With BiasAdjustCXX this is not the case, because within this implementation only all time series of all latitudes of one longitude line are loaded into the memory at the same time. In BiasAdjustCXX
there is no problem at all. Here also larger data sets can be adjusted, so that a data set with a grid resolution of 100x100 (10000 time seiries with 10950 values each) needs only somewhat more than one minute.
plt.figure(figsize=(10,5), dpi=300)
ax = plt.gca()
(pycmethods_qdm_q05['time (seconds)'] - biasadjustcxx_qdm_q05['time (seconds)'].head(6)).plot(ax=ax)
ax.legend(['python-cmethods QDM minus BiasAdjustCXX QDM']);
ax.xaxis.set_major_locator(ticker.MultipleLocator(1))

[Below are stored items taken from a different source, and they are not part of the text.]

Issue #2398, opened 2026-08-09
context: AgentEvent::ContextRecall carries no `no_evidence_cut`, so the evidence gate's refusal count is unmeasurable from the trace (#2382)


macanderson:
## Problem

The recall evidence gate (`require_evidence`, #2289) refuses candidates that carry **no query-conditional evidence** and counts them in `RetrievalResult::no_evidence_cut` (`crates/stella-context/src/retrieval.rs:505`). That count **never reaches the wire**. `AgentEvent::ContextRecall` (`crates/stella-protocol/src/event.rs:699`) carries `frames`, `provider_mix`, `tokens`, `usage`, `latency_ms`, `used_ann_index` — and nothing about the gate.

So a trace-only consumer cannot measure the gate. #2382's F8 card asks for exactly that number ("`no_evidence_cut` refusal count"), and the attribution counters that landed for #2382 (`bench/loop-bench/src/features.rs`) deliberately do **not** report it: the nearest thing on the wire is `usage.providers[].frames_rejected`, which is the CGP *host* rejecting a provider's frame (a misdeclared cost, a consent gate, a failed leg) — a fact about plumbing, not about relevance. Counting that and labelling it the evidence cut would be a different number wearing the name of the one the experiment asked for, which is the exact measurement artifact CLAUDE.md's bench rule exists to prevent.

Also note the emitter drops the recall entirely when it admitted nothing: `ContextRecallOutcome::telemetry_event` (`crates/stella-pipeline/src/ports.rs:190`) returns `None` for `frames.is_empty()`. A recall where the gate refused *every* candidate is therefore invisible in the stream — indistinguishable from a turn that never recalled at all, which is the single most interesting case for grading the gate.

## Files

- `crates/stella-protocol/src/event.rs` — `AgentEvent::ContextRecall` (~L699), the additive field goes here
- `crates/stella-context/src/retrieval.rs:505` — `RetrievalResult::no_evidence_cut`, the source
- `crates/stella-pipeline/src/ports.rs:190` — `telemetry_event`, which builds the event and currently suppresses the empty case
- `crates/stella-cli/src/memory/recall.rs` — the CLI recall path
- `bench/loop-bench/src/features.rs` — where the counter would be distilled (`recall.no_evidence_cut`, beside the existing `recall.*` keys) and `bench/loop-bench/README.md` § Feature attribution, which currently documents the absence
- `docs/wire/agentevent.schema.json` — regenerated by `make wire-schema`, not hand-edited

[...]

Issue #2374, opened 2026-08-08
prove value


macanderson:
thesis: determinism where determinism will do produces more reliable and efficiernt intelligence

i have never seen the list below of features make a positive impact yet

self driving mode
tool foundry
code graph
testing tool foundry with cc traces
repo overview
triage agent
verifier agent
context record retrieval
adaptive context lifecycle
pipeline mode
subagents
stella fleet
skill mining
fact rule promotion

--

where we are very weak: software developer lifecycle, creating prs/worktrees and working in rythym with developer drivers.

macanderson:
# The prove-value plan

**Thesis under test:** determinism where determinism will do produces more reliable and efficient intelligence.

**Standing rule while this plan runs — FEATURE FREEZE.** No new features until every feature below either proves its value or is deliberately cut. In scope: fixing, hardening, instrumenting, measuring, demonstrating. Out of scope: anything that adds surface area. The single exception is named in Phase 0 — the ablation switches and attribution counters that make measurement possible at all — and it is called out there explicitly rather than smuggled in.

This plan is the tracking artifact. Each phase ends with a verdict per feature written back into this issue.

---

## 1. Why nothing has shown value yet

The honest diagnosis is not "these features are worthless." It is that **most of them have never been measured, and several are provably broken or starved in ways that make their value invisible even when it is real.** Four patterns, all evidenced:

**Silent starvation.** The learning plane — skill mining, fact/rule promotion, context lifecycle — hangs off one JSON parse. Reflection routes to the triage model with `reasoning` unset; a reasoning-pinned triage model blows the 2048-token cap, truncates, yields zero lessons, and `reflect_and_record` returns early before anything is written. Measured frozen **nine days**: 8 reflection rows against 85 executions. The failure *is* detected and then thrown away to `eprintln!`, so the execution row still reads `outcome='completed'` and the dashboard shows a healthy loop. A workspace that has learned nothing for nine days is indistinguishable from a fresh one. (#2174, #2175, #2277)

[...]

Issue #2397, opened 2026-08-09
file-size ratchet: a first-time crossing on main fails every open PR — the base-relative check (#2004) only covers grandfathered files


macanderson:
## Problem

`main` is red on the `file size ratchet` check, and so is every open PR,
including PRs that do not touch the offending file.

```
These files crossed the limit and are NOT grandfathered — split them into
submodules. Do not add a baseline entry: ...
  arenabench/arenabench/telemetry.py is 1534 lines, over the 1500-line limit
```

`arenabench/arenabench/telemetry.py` went 1474 → 1534 in 76c7aae (#2391). It is
not in `scripts/file-size-baseline.txt`, so it is a **first-time crossing**.

## Root cause

#2004 added the base-relative ratchet so the guard "judges your change, not the
tree" — `current > max(ceiling, size at base)`. That comparison is applied in
**only one branch** of the classifier in `scripts/check-file-size.sh`:

```sh
  "GREWCAND "*)
    cand_effective="$cand_ceiling"
    if [ -n "$base_commit" ]; then
      cand_base="$(size_at_base "$cand_path")"
      if [ "$cand_base" -gt "$cand_effective" ]; then
        cand_effective="$cand_base"      # <-- the #2004 allowance
      fi
    fi
    ...
  *)
    report="${report}${line}"            # <-- NEWOVER lands here, no base check
```

`GREWCAND` records are files that already have a baseline ceiling. A file with
**no** baseline entry is emitted as `NEWOVER` and falls into the catch-all,
where the base tree is never consulted. So the file is byte-identical to the
base and still fails.

## Proof (already run — do not repeat)

From a branch that does not touch `arenabench/`, with the base pinned to the
very commit that contains the 1534-line file:

```bash
git show origin/main:arenabench/arenabench/telemetry.py > arenabench/arenabench/telemetry.py
FILE_SIZE_BASE_REF=origin/main ./scripts/check-file-size.sh
# -> FAILED: arenabench/arenabench/telemetry.py is 1534 lines, over the 1500-line limit
# exit=1
```

`max(1500, 1534) = 1534` and `current = 1534`, so `1534 > 1534` is false and
this must pass. It fails, because that arithmetic never runs for this record
type.

## Why it matters

This is precisely the failure mode #2004 was written to prevent, and the reason
given there applies unchanged: the baseline is one shared cell every growing PR
must write, and a red ratchet nobody caused makes every author either wait or
[...]

PR #2399, opened 2026-08-09
feat(loop-bench): per-feature attribution counters in the A/B report (#2382)

### LINKED ISSUE #2382: bench(loop-bench): only project_overview and graph_query are attributed, and they share one bucket — recall, subagents, stages and foundry tools have events but no counter (#2374)
## Problem

`bench/loop-bench` distills `stella-events.jsonl` into a per-trial summary and a `ComparisonReport`, but it attributes only two features: it counts `project_overview` and `graph_query` together as "context queries" (`bench/loop-bench/src/artifacts.rs`, `bench/loop-bench/README.md` § Key concepts). Everything else in the prove-value plan (#2374) has rich events in the stream and **no counter in the comparison report**, so a paired A/B produces no per-feature number without hand-written analysis each time.

The events already exist and carry what is needed (`crates/stella-protocol/src/event.rs`):

- `AgentEvent::ContextRecall { frames, provider_mix, tokens, usage, latency_ms, used_ann_index }` — recall injections (F8, F9)
- `AgentEvent::ContextWrite { provider, upserts, superseded }` — context write-back (F9, F14)
- `AgentEvent::SubAgent { phase }` — subagent spawns (F11)
- `AgentEvent::Stage { name: StageKind }` — per-stage attribution for triage / witness / verify (F6, F7, F10)
- `ToolStart` / `ToolResult` — foundry tool calls and `task` dispatches (F2, F11)

Lumping `project_overview` and `graph_query` into one "context queries" bucket is itself a defect for the plan: F3 and F5 are separate cards with separate kill criteria and cannot share a counter.

## Files

- `bench/loop-bench/src/artifacts.rs` — the distiller; `EVENTS_NAME = "stella-events.jsonl"` is around L36
- `bench/loop-bench/src/compare.rs` and `compare/` — the A/B report shape
- `bench/loop-bench/src/lib.rs`, `main.rs` — `--compare a,b` and `--json-out`
- `bench/loop-bench/README.md` — the § Key concepts table that documents the counters
- `crates/stella-core` — `ComparisonReport` is defined here and is already consumed by `stella tune effort`, so a field addition has a second reader; check it
- `bench/telemetry_store/schema.sql` and `ingest.py` — the offline warehouse ingests the same file (L264) and should stay consistent
- `bench/evidence/<experiment>/analyze.py` — the existing per-experiment analyzer pattern (e.g. `judge-evidence-demand-1295/analyze.py`)

## What "done" looks like

1. `project_overview` and `graph_query` are counted **separately**, and the combined "context queries" figure is either kept as a derived sum or removed — not left as the only view.
2. New per-feature counters distilled from the events above: recall frames admitted (and `no_evidence_cut` refusals), context writes, subagent spawns, per-`StageKind` stage counts, and foundry-tool invocations.
3. `--compare a,b` reports each counter for both arms with the delta, so a paired ablation yields a per-feature number directly.
4. `ComparisonReport`'s existing consumers still compile and behave identically — new fields are additive, and `stella tune effort` is checked, not assumed.
5. The README's § Key concepts table is updated in the same PR, since it is the documented contract for what the harness measures.

## Witness

A test over a small committed `stella-events.jsonl` fixture asserting the distiller reports the new counters with known values — failing on `main` because the fields do not exist. `bench/loop-bench/src/tests.rs` already has the shape to follow.

## Constraints

- Additive only: an existing counter must not change meaning, or every previously recorded comparison silently becomes incomparable.
- `make bench-test` (Makefile) covers the Python bench tooling; the Rust side rides `cargo test`.
- Do not widen this into a new analysis surface — it is a counter extension for the #2374 freeze exception (Phase 0, blocker 0.7), not a dashboard.

## Why now

Without it, every feature card in #2374 outside F3 and F5 needs bespoke jq/Python per experiment, which is exactly where measurement artifacts creep in. Extending the existing counter is cheaper and more auditable than fourteen one-off analyzers.

Refs #2374

macanderson:
## What & why

`loop-bench --compare` attributed exactly two features — `project_overview` and `graph_query` — so every other feature in the #2374 plan had rich events in `stella-events.jsonl` and **no counter in the comparison report**. A paired ablation of recall, of the witness stage, of subagents, of an adopted foundry tool produced no per-feature number without a bespoke `jq`/Python pass written per experiment, run *beside* the report rather than inside it. A figure computed over a different trial set than the report's pass rate is not comparable with it, and nothing on the page says so — which is exactly where a measurement artifact creeps in.

Every trial now carries a counter map distilled from the same stream, and `stella-core::comparison` folds it over the same **paired** trials as every other figure. A feature delta and a pass-rate delta in one report are therefore statements about one population.

```
FEATURE ATTRIBUTION — per-trial mean (total), over the paired trials only
feature                        recall-off      recall-on   Δ recall-on
──────────────────────────────────────────────────────────────────────
recall.calls                     0.00 (0)       1.00 (6)        +1.000
recall.frames                    0.00 (0)      3.50 (21)        +3.500
recall.frames_rejected           0.00 (0)       0.00 (0)        +0.000
stage.execute                   2.00 (12)       1.00 (6)        -1.000
subagent.spawned                 0.00 (0)       1.00 (6)        +1.000
tool.graph_query                 0.00 (0)      2.00 (12)        +2.000
tool.grep                       4.00 (24)       0.00 (0)        -4.000
```

**The vocabulary** (`bench/loop-bench/src/features.rs`), keyed `<namespace>.<what>`:

| Key | One per | Card |
|---|---|---|
| `tool.<name>` | `tool_start`, keyed by the tool's own name | F2, F3, F5, F11 |
| `stage.<kind>` | `stage`, keyed by the canonical `StageKind` tag | F6, F7, F10 |
| `recall.calls` / `.frames` / `.tokens` / `.frames_rejected` | `context_recall` | F8 |
| `context_write.calls` / `.upserts` / `.superseded` | `context_write` | F9, F14 |
| `subagent.spawned` / `.refused` | `sub_agent` `started`; a `finished` with status `refused` | F11 |

**Four decisions are load-bearing, and each is a defect if reversed:**

- **Tools are keyed by name, never by a class.** A foundry-authored tool is indistinguishable from a built-in on the wire — `ToolCall` carries a name and arguments and nothing about provenance — so a `tool.foundry` bucket would be the harness *guessing* from a name it does not own. Keying by name reports what the stream says. It also gives `project_overview` and `graph_query` separate keys, which #2382 item 1 asks for on its own account: F3 and F5 have separate kill criteria and cannot share a bucket.
- **Stages are canonicalized through `StageKind`.** The verdict stage shipped as `judge` and is still aliased that way, so a raw-string key would file one stage under two names and report each as having half-fired. This is also why the crate takes a `stella-protocol` dependency (below) rather than hardcoding a stage list, which would duplicate the vocabulary L-E1 exists to hold exactly once.
- **The key set is the union of both arms.** A counter only one arm emitted is the single most interesting row an ablation produces; an intersection deletes exactly that finding.
- **The delta is derived, never stored** — `candidate.mean − baseline.mean` at read time, so it cannot disagree with the two figures printed beside it. And it is a **per-trial mean**, because pairing excludes at trial granularity and the arm that folded more trials wins every raw total by construction.

The block prints **above the verdict and is never folded into it**: a feature delta is evidence about what changed, not a bar a candidate may be promoted on.

**Exemplar.** The opaque-counters-on-an-opaque-arm shape mirrors this crate's own `self_tuning::ArmSamples` — an id, a display value, and a bag of per-trial observations the engine folds without knowing what they mean. `stella-core::comparison::feature` knows nothing about `tool.graph_query`, exactly as it knows nothing about whether an arm's `value` names a model or a prompt template.

Closes #2382
Refs #2374

## The witness

Checked the artisanal way — a detached worktree at `HEAD` with **only** the three test files copied in:

```
error[E0609]: no field `features` on type `TrialReport`
error[E0599]: no method named `feature_keys` found for struct `ComparisonReport`
error[E0609]: no field `features` on type `&ArmSummary`
error[E0599]: no method named `feature_deltas` found for struct `ComparisonReport`
```

The set (10 new tests + 1 new property):

- `every_attributable_event_reaches_its_own_counter` — one stream carrying every attributable event, spelled as the wire spells it (`sub_agent`'s nested `phase` discriminator, `context_recall`'s `usage.providers[]`), asserting each counter's known value.
- `the_two_context_tools_are_counted_separately_and_agree_with_their_columns` — #2382 item 1.
- `a_stage_recorded_under_its_wire_alias_lands_in_the_canonical_bucket` — `judge`/`verifier`/`verdict` all fold to `stage.verdict`.
- `an_unknown_stage_is_counted_under_its_own_name`, `a_stage_entered_twice_counts_twice_where_the_stage_list_dedupes` (the revise back-edge), `a_multi_step_trials_counters_sum_across_its_steps`, `the_json_report_carries_the_feature_counters`.
- `a_paired_ablation_reports_each_feature_counter_with_its_delta`, `an_unpaired_trials_counters_are_excluded_with_the_rest_of_it`, `arms_that_counted_nothing_have_no_feature_keys` (loop-bench compare).
- `feature_counters_fold_into_a_total_and_a_per_trial_mean`, `the_feature_key_set_is_the_union_of_both_arms`, `an_excluded_trials_counters_are_excluded_too`, `a_missing_baseline_yields_no_feature_deltas`, `the_feature_channel_is_additive_on_the_wire` (stella-core).
- Property `a_feature_delta_always_re_derives_from_its_operands`, and `arb_trial` now generates counters so the existing determinism/totality properties cover them.
- `a_bench_report_carrying_feature_counters_still_reads` (stella-cli) — the second-reader check below.

No test was deleted or renamed in this PR.

## The gate

- [x] `cargo fmt --check`
- [x] `cargo test --workspace` — 1535 pass; **one pre-existing failure**, `daemon::tests::a_run_that_ignores_term_is_killed_after_the_grace_period`, already tracked as #2393. Confirmed with the cheap control: it fails identically on a stashed tree at the merge base, so it is not this change.
- [x] Every guard: `make invariants doc-links command-docs brand-case file-size god-files gate-parity left-behind role-names stat-portability module-reachability wire-schema` and `make doc-warnings`, all green. `shellcheck` is not installed in this environment and was the only step not run; this PR touches no shell.
- [x] Docs updated — `bench/loop-bench/README.md` gains § Feature attribution (the documented contract for what the harness measures, per #2382 item 5) and its § Key concepts paragraph no longer calls the two context tools one bucket.
- [x] `Closes #2382` appears both here and as a commit trailer.

## Nothing left behind

- [x] Filed: **#2398** — `AgentEvent::ContextRecall` carries no `no_evidence_cut`, so the evidence gate's refusal count is unmeasurable from the trace.

#2382 item 2 asks for the `no_evidence_cut` refusal count. **It is deliberately not implemented, and this is the one part of the issue's scope this PR does not deliver.** The count is real (`stella-context`'s `RetrievalResult`) but never reaches the wire: `AgentEvent::ContextRecall` carries the admitted frames and, via `usage`, the frames the CGP *host* rejected — a misdeclared cost, a consent gate, a failed leg — which is a fact about plumbing, not relevance. Counting `recall.frames_rejected` and labelling it the evidence cut would be a different number wearing the name of the one the experiment asked for. The gap is documented in the module docs and the README rather than papered over, and #2398 is written as a handoff (it also names a second finding: `telemetry_event` suppresses the event entirely when `frames.is_empty()`, so a recall where the gate refused *everything* is invisible in the stream — the single most interesting case for grading the gate).

Also linked, not duplicated: #2393 (the flaky daemon test above).

## Ground-rule check

- [x] No I/O added to `stella-core` — `comparison::feature` is pure folds over owned data.
- [x] New cross-boundary types round-trip through serde — `the_feature_channel_is_additive_on_the_wire` asserts the whole `ComparisonReport` re-serializes byte-identically (invariant #4).

**One new dependency**, `loop-bench` → `stella-protocol` (path). Justification: the distiller reads the wire contract and was doing so with magic strings; `StageKind` is the only import, and only to canonicalize a stage name off the stream. The alternative — a hardcoded stage-name list in the bench crate — both splits the aliased `verdict` bucket and duplicates the stage vocabulary that `stella-protocol` exists to hold exactly once (L-E1). It is already in the build graph beneath `stella-core`, which `loop-bench` depends on, so it costs no compile time.

**On the freeze.** #2374 names 0.7 as an explicit freeze exception, scoped to "extends an existing counter table in the bench harness". This PR adds no user-facing surface: no new CLI flag, no new command, no new output file. `--compare`'s existing rendering gains a block; the single-run `--json` gains a `features` key per row.

**On additivity — checked, not assumed** (#2382 item 4). `COMPARISON_SCHEMA_VERSION` does **not** move: the change is compatible, and bumping it would make every existing consumer refuse reports it can read fine. `TrialRecord.features` and `ArmSummary.features` are `#[serde(default, skip_serializing_if = …)]`, so a producer that counts nothing emits byte-identical JSON and a report recorded before today still deserializes. The second reader, `stella tune effort`, reads a deliberately narrow view of a trial row (`BenchTrial`) and ignores unknown keys — `a_bench_report_carrying_feature_counters_still_reads` proves it, and proves the resulting arm arithmetic is identical with and without the key, because the failure mode would be `stella tune effort` refusing every artifact produced after this lands.

**Where I chose not to widen.** Per-task feature rows (the `TaskRow` level) would be a dashboard, and #2382 explicitly rules that out. Likewise the deltas are computed, not stored — a stored delta is one more cell that can drift from its operands, and this repo has lost a `main` to that shape before.

**Cardinality.** `tool.<name>` keys come from model-supplied names, so they are truncated to 48 characters before becoming a map key. Truncation rather than a cap on distinct keys: dropping a counter silently is how a report claims coverage it does not have.

**The offline warehouse** (`bench/telemetry_store/`) needs no change to stay consistent — `ingest.py` already stores every event's whole payload in `events` plus a `tool_calls` row per call, so the same counters are derivable there in SQL from the same file. Noted in the README rather than left implicit.

---

## Summary by Sourcery

Add per-feature attribution counters to loop-bench trial reports and stella-core comparisons so A/B runs can report feature-level deltas from the same paired trials as the primary metrics.

New Features:
- Introduce a per-feature attribution channel that records per-trial counters (e.g., tools, stages, recall, context write, subagents) and exposes them through TrialReport and ComparisonReport.
- Render a FEATURE ATTRIBUTION table in loop-bench --compare output, showing per-arm per-feature means, totals, and baseline-relative deltas.
- Add support in stella-core for aggregating feature counters per arm and computing baseline-relative feature deltas for paired comparisons.

Enhancements:
- Ensure multi-step trials merge per-step feature counters into a single trial-level view and that attribution respects trial pairing logic.
- Constrain and canonicalize feature keys (e.g., tool names with length limits, stages via StageKind) to keep reports stable and forward-compatible.
- Extend property-based tests to cover feature counters and deltas, guaranteeing derived deltas stay consistent with their operands.

Documentation:
- Document the new feature attribution channel in the loop-bench README, including key vocabulary, semantics, and compatibility guarantees.

Tests:
- Add focused tests across loop-bench, stella-core comparison, and stella-cli to validate feature counting from event streams, aggregation behavior, JSON wire compatibility, and consumer resilience to the new keys.

Chores:
- Wire a new stella-protocol dependency into loop-bench to reuse the canonical stage vocabulary for attribution.

### DIFF
--- a/Cargo.lock
+++ b/Cargo.lock
@@ -1606,6 +1606,7 @@ dependencies = [
  "serde",
  "serde_json",
  "stella-core",
+ "stella-protocol",
  "tempfile",
 ]
 
--- a/bench/loop-bench/Cargo.toml
+++ b/bench/loop-bench/Cargo.toml
@@ -28,6 +28,13 @@ path = "src/main.rs"
 # reading the same aggregates, the same guard set, and the same significance
 # test the offline harness applied, and two report types is two standards.
 stella-core = { path = "../../crates/stella-core" }
+# The wire vocabulary the distiller reads (#2382). Only `StageKind` is used,
+# and only to canonicalize a stage name off the stream: the verdict stage is
+# aliased `judge`/`verifier` on the wire, so a hardcoded name list here would
+# split one stage's counter in two AND duplicate the stage vocabulary the
+# protocol crate exists to hold exactly once (L-E1). Already in the build
+# graph beneath `stella-core`, so it costs no compile time.
+stella-protocol = { path = "../../crates/stella-protocol" }
 clap = { workspace = true }
 serde = { workspace = true }
 serde_json = { workspace = true }
--- a/bench/loop-bench/README.md
+++ b/bench/loop-bench/README.md
@@ -53,9 +53,13 @@ promotion decided by them is a decision about the machine.
 For each trial dir `<jobs-dir>/<job-name>/<task>__<id>/`, `distill_events` reads
 `agent/stella-events.jsonl`: `step_usage` counts model calls, `tool_start` tool
 calls (`write_file` / `edit_file` / `apply_edits` are writes — never
-`delete_file`, or a destructive loop would look productive; `project_overview` /
-`graph_query` are context queries), and a terminal event is `complete` or an
-`error` with `retryable: false`. The reward comes from `verifier/reward.txt`.
+`delete_file`, or a destructive loop would look productive; `project_overview`
+and `graph_query` each get their own column, `ov` and `gq`), and a terminal
+event is `complete` or an `error` with `retryable: false`. The reward comes from
+`verifier/reward.txt`.
+
+Beside those loop-health counters, every trial also carries a **per-feature
+attribution** map — see [§ Feature attribution](#feature-attribution-2382).
 
 Four more files in the same directory are read, each closing a hole where
 harbor knew something the harness did not (#1299) — see
@@ -202,6 +206,81 @@ promote however cleanly the arms separate — it reports
 into a gate (exit `6`); it is off by default because a comparison is a
 measurement and "no winner" is a legitimate answer to it.
 
+## Feature attribution (#2382)
+
+The aggregates above answer *which arm won*. They cannot answer **which feature
+moved**, and that is the question a paired ablation is run to settle. Until
+#2382 the harness attributed exactly two features — `project_overview` and
+`graph_query` — so every other feature in the tree needed a bespoke `jq` pass
+per experiment, written beside the report rather than inside it. A figure
+computed over a *different* trial set than the report's pass rate is not
+comparable with it, and nothing on the page says so; that is precisely where a
+measurement artifact creeps in.
+
+So every trial now also carries a counter map, distilled by
+[`src/features.rs`](src/features.rs) from the same stream, and folded by
+`stella-core` over the same **paired** trials as every other figure. Each key is
+`<namespace>.<what>`, and the value counts exactly what the key names:
+
+| Key | One per | Card |
+|---|---|---|
+| `tool.<name>` | `tool_start`, keyed by the tool's own name | F2, F3, F5, F11 |
+| `stage.<kind>` | `stage`, keyed by the canonical `StageKind` tag | F6, F7, F10 |
+| `recall.calls` / `.frames` / `.tokens` / `.frames_rejected` | `context_recall` — the event, its admitted frames, its injected tokens, and the frames the host rejected whole | F8 |
+| `context_write.calls` / `.upserts` / `.superseded` | `context_write` and its two counts | F9, F14 |
+| `subagent.spawned` / `.refused` | `sub_agent` `started`, and a `finished` whose status is `refused` | F11 |
+
+`--compare` prints them per arm with the baseline-relative delta, above the
+verdict and never folded into it — a feature delta is evidence about *what
+changed*, not a bar a candidate may be promoted on:
+
+```
+FEATURE ATTRIBUTION — per-trial mean (total), over the paired trials only
+feature                        recall-off      recall-on    Δ recall-on
+──────────────────────────────────────────────────────────────────────────
+recall.frames                     0.00 (0)      3.00 (18)        +3.000
+tool.grep                         2.00 (12)      0.00 (0)        -2.000
+```
+
+Four decisions there are load-bearing:
+
+- **Tools are keyed by name, never by a class.** A foundry-authored tool is
+  indistinguishable from a built-in on the wire — `ToolCall` carries a name and
+  arguments and nothing about where the tool came from — so a `tool.foundry`
+  bucket would be the harness *guessing* from a name it does not own. Keying by
+  name reports what the stream says, and an operator ablating their adopted tool
+  knows its name.
+- **Stages are canonicalized through `StageKind`.** The verdict stage shipped on
+  the wire as `judge` and is still aliased that way, so a raw-string key would
+  file one stage under two names and report each as having half-fired.
+- **The key set is the union of both arms.** A counter only one arm emitted is
+  the single most interesting row an ablation produces; an intersection would
+  delete exactly that finding. An arm that never counted a key reads as zero
+  occurrences, which is what it is — the counters are folded over trials that
+  *ran*.
+- **The delta is derived, never stored.** It is `candidate.mean − baseline.mean`
+  computed at read time, so it cannot disagree with the two figures printed
+  beside it.
+
+`no_evidence_cut` — recall's evidence-gate refusal count — is **deliberately
+absent**, though #2382 asks for it. It is real (`stella-context`'s
+`RetrievalResult`) but never reaches the wire: `AgentEvent::ContextRecall`
+carries the admitted frames and, via `usage`, the ones the *host* rejected, and
+neither is the evidence gate's refusal. Counting `recall.frames_rejected` and
+labelling it the evidence cut would be a different number wearing the name of
+the one the experiment asked for. Tracked as #2398.
+
+The counters are **additive**: no existing counter changed meaning, the report's
+`COMPARISON_SCHEMA_VERSION` does not move, and an arm that counts nothing
+serializes exactly as it did before. `stella tune effort` reads a deliberately
+narrow view of a trial row and ignores the new key — checked in
+`crates/stella-cli/src/memory/self_tuning.rs`, not assumed.
+
+The offline warehouse ([`../telemetry_store/`](../telemetry_store/)) needs no
+change to stay consistent: `ingest.py` stores every event's whole payload in
+`events` (plus a `tool_calls` row per call), so the same counters are derivable
+there in SQL from the same file.
+
 ## The nightly CI gate (#873)
 
 [`.github/workflows/nightly-bench.yml`](../../.github/workflows/nightly-bench.yml)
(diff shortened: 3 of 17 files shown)


macanderson:
## CI status — both reds are one pre-existing failure on `main`, not this change

Both failing checks are the **same** step, and it is the file-size ratchet firing on a file this branch does not touch:

```
```

Already tracked: **#2403** (split `telemetry.py`) and **#2397** (the guard defect that turns it into everyone's failure — the base-relative check from #2004 only classifies *grandfathered* files, so a first-time crossing takes the unconditional `NEWOVER` branch and fails every open PR). Not filing duplicates.

**It predates this branch.** `telemetry.py` was 1474 lines at my branch point (`9de2ddb`) and 1534 on `main`; it crossed in the arenabench work, and every commit on `main` from `76c7aae` onward has a red `ci` run. The blob is byte-identical between `origin/main` and this branch.

**Not fixing it here, deliberately.** AGENTS.md § God files: *"do not 'fix' a red ratchet you did not cause by folding a baseline regeneration into an unrelated PR — land it on its own from a fresh `main`."* And a baseline entry is not the fix anyway — the baseline accepts no new entries by its own header (that is #2404); `telemetry.py` has to be split.

### Everything else on this PR is green

Step 10 is the only failure in the required job; the workflow ran every later step and all passed:

| Step | |
|---|---|
| `Cargo.lock` in sync | ✅ |
| `cargo fmt --check` | ✅ |
| `docs/wire/` still matches the types | ✅ |
| `cargo doc -D warnings` | ✅ |
| prompt-cache golden fixtures | ✅ |
| **`cargo test`** | ✅ |
| release smoke build (thin LTO) | ✅ |
| deleted-test guard | ✅ |
| every other guard (16 steps) | ✅ |
| `cargo deny` job | ✅ |

Worth noting for the record: `cargo test` passed on CI, so the `daemon::tests::a_run_that_ignores_term_is_killed_after_the_grace_period` failure I saw locally did not reproduce there — consistent with #2393 calling it load-dependent.

I'll re-check when `main` goes green and merge it in so CI re-runs against the fixed base.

ax.set_xticklabels([f'{x}x{x}' for x in range(0,101,10)])
plt.grid(alpha=.2)
ax.set_xlim(0,6)
plt.ylabel('execution time (seconds)')
plt.xlabel('spatial grid resolution')
plt.title('Difference in execution time of QDM between python-cmethods and BiasAdjustCXX\n \
30 years of daily temperature values for different grid resolutions\n \
(10950 time steps per grid cell; 1 thread)');
In the plot above it can be clearly seen that with increasing resolution of the data sets, the BiasAdjustCXX
tool has a significantly lower execution time than python-cmethods
.
All three tools tested can be used for bias correction in climate science. It has been shown that BiasAdjustCXX
can also process data sets with a high resolution without problems in contrast to the python modules. Also, the speed was not only significantly faster, but subject to much less variance than the python modules xclim
and python-cmethods
. The worst performer was xclim
, where the execution time is always a multiple of python-cmethods
. With increasing resolution, the execution time also increases in all tools, but it increases much faster in the python modules than in BiasAdjustCXX
.
The correction of small data sets works relatively fast with all tools, so that for data sets with a resolution of less than 30x30 (with 10950 values per grid celle) it does not matter which of the tools you use. However, if the adjustment of larger data sets is desired, the command-line tool BiasAdjustCXX
is the winner in this comparison. Since it provides also flags to execute the computation using multiple threads, it can be even faster on machines with more power than my old MacBook Pro. Then it is also possible to adjust even larger data sets. It is assumed that because of the dual core processor on which these tests were run, no better results were produced by the BiasAdjustCXX tool when more than 2 jobs are used.